I can also just move all the reclaim state functions
(set_task_reclaim_state(), report_freed_pages(),
add_non_vmscan_reclaimed()) below that #ifdef CONFIG_MEMCG.
Might also name them more consistently.


>
> >
> >
> > vim +/cgroup_reclaim +549 mm/vmscan.c
> >
> > 86750830468506 Yang Shi 2021-05-04 548
> > b5ead35e7e1d34 Johannes Weiner 2019-11-30 @549 static bool cgroup_reclaim(struct scan_control *sc)
> > 89b5fae5368f6a Johannes Weiner 2012-01-12 550 {
> > b5ead35e7e1d34 Johannes Weiner 2019-11-30 551 return false;
> > 89b5fae5368f6a Johannes Weiner 2012-01-12 552 }
> > 97c9341f727105 Tejun Heo 2015-05-22 553
> > a579086c99ed70 Yu Zhao 2022-12-21 @554 static bool global_reclaim(struct scan_control *sc)
> > a579086c99ed70 Yu Zhao 2022-12-21 555 {
> > a579086c99ed70 Yu Zhao 2022-12-21 556 return true;
> > a579086c99ed70 Yu Zhao 2022-12-21 557 }
> > a579086c99ed70 Yu Zhao 2022-12-21 558
> >
> > --
> > 0-DAY CI Kernel Test Service
> > https://github.com/intel/lkp-tests

2023-03-08 06:55:32

by Yosry Ahmed

[permalink] [raw]
Subject: Re: [PATCH v1 0/2] Ignore non-LRU-based reclaim in memcg reclaim

On Tue, Feb 28, 2023 at 12:50 AM Yosry Ahmed <[email protected]> wrote:
>
> Reclaimed pages through other means than LRU-based reclaim are tracked
> through reclaim_state in struct scan_control, which is stashed in
> current task_struct.
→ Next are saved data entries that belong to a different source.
Issue #3939, opened 2026-07-06
fix(autopilot): auto-close epic parent when all decomposed children are merged


alekspetrov:
Parent: GH-3924

In internal/autopilot/, add a poll-cycle check that inspects epic-parent issues (those with a decomposition comment / child list), verifies every child is closed AND its PR is merged, and closes the parent with a summary comment naming the merged PRs. If any close-guard vetoes (e.g., open PR still references the parent, dependent issues remain open), log the explicit veto reason so the dedupe path can suppress re-dispatch instead of silently looping. Add table-driven tests covering: (a) all children merged → parent closes within one poll cycle; (b) one child still open → parent stays open, no veto log spam; (c) child closed but PR unmerged → veto with reason; (d) parent already closed → no-op; verify end-to-end via make build && go test ./internal/autopilot/... && make lint.

## Scope fence

Implement ONLY the slice described above. The parent issue GH-3924 is decomposed
into sibling sub-issues that cover the rest of its spec — consult the parent
for context, but do NOT implement parts of it that fall outside this subtask.

alekspetrov:
✅ Completed as part of GH-3924
PR: https://github.com/qf-studio/pilot/pull/3941

alekspetrov:
PR #3941 was closed without merging: CI fix size guard: PR has 592 additions, over limit 200 (likely cascade contamination — escalate to human)

This issue will not be retried automatically under its own number — see the reason above for what happens next.

alekspetrov:
✅ PR merged successfully!

| Metric | Value |
|--------|-------|
| PR | #3945 |
| Branch | `pilot/GH-3939` |
| Time to merge | 16m46s |

alekspetrov:
✅ PR merged successfully!

| Metric | Value |
|--------|-------|
| PR | #3945 |
| Branch | `pilot/GH-3939` |
| Time to merge | 17m39s |

alekspetrov:
✅ PR merged successfully!

| Metric | Value |
|--------|-------|
| PR | #3945 |
| Branch | `pilot/GH-3939` |
| Time to merge | 19h2m57s |

PR #3941, opened 2026-07-06
feat(autopilot): close epic parents on poll cycle once children ship

alekspetrov:
## Summary
- Adds `pollCloseEpicParents`, run every 60s from `startReconciler`, which inspects decomposed epic-parent issues (native GitHub sub-issue links) and closes them once every child is BOTH closed AND has a merged PR — stricter than the existing merge-triggered `maybeCloseParentIssue` / startup-only `recoverStaleParentIssues`, which only check that no child is still open (so a child closed without shipping could previously let the parent close early).
- Closing comment names every merged PR (`closeParentWithMergedPRs`).
- Close-guard vetoes (open child, closed child with no merged PR, an open PR still referencing the parent, or a lookup failure) log an explicit reason at Warn; the routine "child still open" case logs at Debug so it doesn't spam every poll cycle while an epic is still in progress.

## Test plan
- [x] `make build`
- [x] `make lint`
- New table-driven tests in `internal/autopilot/epic_close_test.go` cover: all children merged (parent closes, PRs named in comment), one child still open (parent stays open, no WARN-level log), child closed but PR unmerged (WARN veto with reason), parent already closed (no-op), and an open PR referencing the parent (veto), plus a search-wiring test for `pollCloseEpicParents`.

GH-3939

### DIFF
--- a/internal/autopilot/controller.go
+++ b/internal/autopilot/controller.go
@@ -2887,6 +2887,11 @@ func (c *Controller) startReconciler(ctx context.Context) {
 			return
 		case <-ticker.C:
 			c.reconcileOrphanPRs(ctx)
+			// GH-3939: poll-cycle check for decomposed epic-parents whose
+			// children are all closed and merged. Runs on this 60s cadence
+			// rather than the (sometimes 10s) main CI ticker to stay well
+			// under the GitHub Search API's rate limit.
+			c.pollCloseEpicParents(ctx)
 		}
 	}
 }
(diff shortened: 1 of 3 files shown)


alekspetrov:
This PR was closed without merging: CI fix size guard: PR has 592 additions, over limit 200 (likely cascade contamination — escalate to human)

CI run: https://github.com/qf-studio/pilot/commit/08a17ce33f2bb0258621cc52892df39353600609/checks

Issue #3926, opened 2026-07-06
feat(autopilot): per-project release publish mode (workflow|api|tag_only) — publish GitHub Releases via API


alekspetrov:
## Context

Autopilot creates release tags across all configured repos (`post_merge.action: tag`), but the post-tag log line hardcodes an assumption: `"tag created (GoReleaser will create release)"` (`internal/autopilot/controller.go`, `handleReleasing`, ~:2284). Only the **pilot** repo actually has a tag-triggered release workflow. On 2026-07-06 autopilot tagged `studio-sdk v0.29.0` and no GitHub Release was ever published — studio-sdk has a CI workflow only. The SDK github client already exposes `CreateRelease` but the tag flow never uses it.

Goal: a per-project **publish mode** so autopilot either (a) leaves publishing to the repo's workflow, (b) publishes the GitHub Release itself via API, or (c) intentionally stops at the tag — and logs what it actually does.

## Design

New `ReleaseConfig.Publish` field: `"workflow"` (default when empty — preserves current behavior byte-identically), `"api"`, `"tag_only"`.

Per-project overrides use **overlay semantics** (project > env > global), unlike the env layer's full replacement: a project block sets only the fields it declares, inheriting the rest from the resolved env/global config. Rationale: a project block containing only `publish: api` must not silently disable releasing via `Enabled`'s zero value. `Trigger`, `VersionStrategy`, `RequireCI` stay env/global-only (document in the struct comment).

## Implementation

1. **`internal/autopilot/types.go`**
   - Add `Publish string` (yaml `publish`) to `ReleaseConfig` (~:351) + method `PublishMode() string` normalizing empty → `"workflow"`.
   - New `ProjectReleaseConfig` overlay struct: `Enabled *bool`, `Publish string`, `TagPrefix string`, `GenerateChangelog *bool`, `NotifyOnRelease *bool` (all `yaml:",omitempty"`), with `Apply(base *ReleaseConfig) *ReleaseConfig` — deep-copies base and overrides only set fields; `Apply(nil)` returns a config only if the overlay sets `enabled: true` (from `DefaultReleaseConfig()`), else nil.

2. **`internal/config/config.go`**
   - Add `Release *autopilot.ProjectReleaseConfig` (yaml `release,omitempty`) to `ProjectConfig` (~:232), mirroring the `Quality *quality.Config` pattern (:249). `internal/config` already imports `internal/autopilot` (:26).
[...]

PR #3949, opened 2026-07-06
feat(autopilot): overlay resolution + API-based Release publishing (GH-3926)

alekspetrov:
## Summary

Completes the per-project release publish mode (GH-3926): autopilot creates tags for all configured repos, but assumed a tag-triggered CI workflow (e.g. GoReleaser) would publish the GitHub Release. Only the pilot repo actually has one — on 2026-07-06 autopilot tagged `studio-sdk v0.29.0` and no Release was ever published, since studio-sdk has a CI-only workflow.

- `ReleaseConfig.PublishMode()` normalizes `Publish` (`workflow`/`api`/`tag_only`, default `workflow`).
- `ProjectReleaseConfig.Apply()` resolves the project > env > global overlay (a project block setting only `publish: api` inherits `Enabled`/`TagPrefix`/etc. rather than silently disabling releasing).
- `NewController` now applies options before constructing the releaser, so `WithReleaseOverride` participates in the resolved config the releaser is built from.
- `handleReleasing` dispatches its post-tag behavior on the resolved mode:
  - `workflow` (default): unchanged behavior, reworded log.
  - `api`: Pilot calls the new `Releaser.CreateReleaseForRepo` directly; 422 `already_exists` is treated as released.
  - `tag_only`: stops at the tag, skips the release-summary enrichment goroutine (which would otherwise poll for 5 min before warning).
- Idempotence fix: both release-drain paths (exact-tag match, duplicate-tag-create) now check `GetReleaseByTag` and create the release if missing, before draining the PR — so a transient `CreateRelease` failure after a successful tag never permanently loses the release.
- Removes the hardcoded `"tag created (GoReleaser will create release)"` log line.

Config validation (`internal/config`) and controller-construction wiring (`cmd/pilot/main.go`) landed in prior commits (6eea98ce, 248d80a0); this PR finishes the overlay resolution and `handleReleasing` consumption those commits were built to compile against. `configs/pilot.example.yaml` docs also landed previously (8bc3ed0f).

## Test plan

- [x] `go build ./...`
- [x] `go test ./internal/autopilot/... ./internal/config/...` — all green, including new tests: `TestProjectReleaseConfig_Apply`, `TestResolvedRelease_Precedence`, `TestHandleReleasing_PublishModes`, `TestHandleReleasing_APIModeDuplicateRelease`, `TestHandleReleasing_APIModeRetryAfterCreateReleaseFailure`
- [x] `go test ./...` (full suite) green
- [x] `grep -r "GoReleaser will create release"` — no matches


alekspetrov:
This PR was closed without merging: CI fix size guard: PR has 727 additions, over limit 200 (likely cascade contamination — escalate to human)

CI run: https://github.com/qf-studio/pilot/commit/3159d12332f080cc6687db33423804edc6934c6c/checks

PR #3955, opened 2026-07-07
feat(alerts): add release_missing alert type (GH-3952)

alekspetrov:
## Summary
- Add `AlertTypeReleaseMissing` in `internal/alerts/types.go` with a default rule (enabled, Warning severity, 30m cooldown)
- Add `EventTypeReleaseMissing`, `handleReleaseMissing` (mirroring `handleConfigError`), and the switch case in `handleEvent` in `internal/alerts/engine.go`
- Alert message and metadata carry `repo`, `tag`, `pr` so operators can trace the stalled release from the alert alone
- Fully self-contained to `internal/alerts/` — no other packages touched

## Test plan
- [x] `go build ./...`
- [x] `go test ./internal/alerts/...` (includes new `TestHandleReleaseMissing` covering fire/disabled/cooldown paths, plus updated `TestDefaultRules`)
- [x] `golangci-lint run --new-from-rev=origin/main ./internal/alerts/...` — 0 issues

Closes #3952

PR #3918, opened 2026-07-06
fix(autopilot): scope PR state per repo — add repo column migration (GH-3903-1)

alekspetrov:
## Summary

Subtask 1 of 5 for #3903 — implements the migration piece only.

- Rebuilds `autopilot_pr_state` with `repo TEXT NOT NULL DEFAULT ''` in the PRIMARY KEY (`(repo, pr_number)`), backfilling `repo` for existing rows by parsing `pr_url` (reuses `PRState.RepoOwnerAndName`).
- Rebuilds `autopilot_pr_failures` the same way, resolving `repo` via a join against the now-repo-backfilled `autopilot_pr_state` on `pr_number`; rows whose repo can't be resolved (no matching PR-state row, or an unparseable `pr_url`) are dropped — they're ephemeral retry counters.
- Fixes the `ON CONFLICT(pr_number)` targets in `SavePRState`/`SavePRFailures` to `ON CONFLICT(repo, pr_number)` to match the new composite key (both still write `repo=''` for now — scoping the Store API by repo is subtask 2).
- Migration is idempotent and safe on fresh installs (mirrors the existing `migrateAdapterProcessedPrimaryKey` pattern).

These pages are added to the number of reclaimed
> pages through LRUs. For memcg reclaim, these pages generally cannot be
> linked to the memcg under reclaim and can cause an overestimated count
> of reclaimed pages. This short series tries to address that.
>
> Patch 1 is just refactoring updating reclaim_state into a helper
> function, and renames reclaimed_slab to just reclaimed, with a comment
> describing its true purpose.
>
> Patch 2 ignores pages reclaimed outside of LRU reclaim in memcg reclaim.
> The pages are uncharged anyway, so even if we end up under-reporting
> reclaimed pages we will still succeed in making progress during
> charging.
>
> Do not let the diff stat trick you, patch 2 is a one-line change. All
> the rest is moving a couple of functions around and a huge comment :)
>
> RFC -> v1:
> - Exported report_freed_pages in case XFS is built as a module (Matthew
> Wilcox).
> - Renamed reclaimed_slab to reclaim in previously missed MGLRU code.
> - Refactored using reclaim_state to update sc->nr_reclaimed into a
> helper and added an XL comment explaining why we ignore
> reclaim_state->reclaimed in memcg reclaim (Johannes Weiner).
>
> Yosry Ahmed (2):
> mm: vmscan: refactor updating reclaimed pages in reclaim_state
> mm: vmscan: ignore non-LRU-based reclaim in memcg reclaim
>
> fs/inode.c | 3 +-
> fs/xfs/xfs_buf.c | 3 +-
> include/linux/swap.h | 5 ++-
> mm/slab.c | 3 +-
> mm/slob.c | 6 ++--
> mm/slub.c | 5 ++-
> mm/vmscan.c | 79 +++++++++++++++++++++++++++++++++++---------
> 7 files changed, 74 insertions(+), 30 deletions(-)
>
> --
> 2.39.2.722.g9855ee24e9-goog
>

Friendly ping on this series, any comments or thoughts -- especially
on the memcg side?

2023-03-08 16:03:17

by Johannes Weiner

[permalink] [raw]
Subject: Re: [PATCH v1 0/2] Ignore non-LRU-based reclaim in memcg reclaim

Hello Yosry,

On Tue, Feb 28, 2023 at 08:50:00AM +0000, Yosry Ahmed wrote:
> Reclaimed pages through other means than LRU-based reclaim are tracked
> through reclaim_state in struct scan_control, which is stashed in
> current task_struct. These pages are added to the number of reclaimed
> pages through LRUs. For memcg reclaim, these pages generally cannot be
> linked to the memcg under reclaim and can cause an overestimated count
> of reclaimed pages. This short series tries to address that.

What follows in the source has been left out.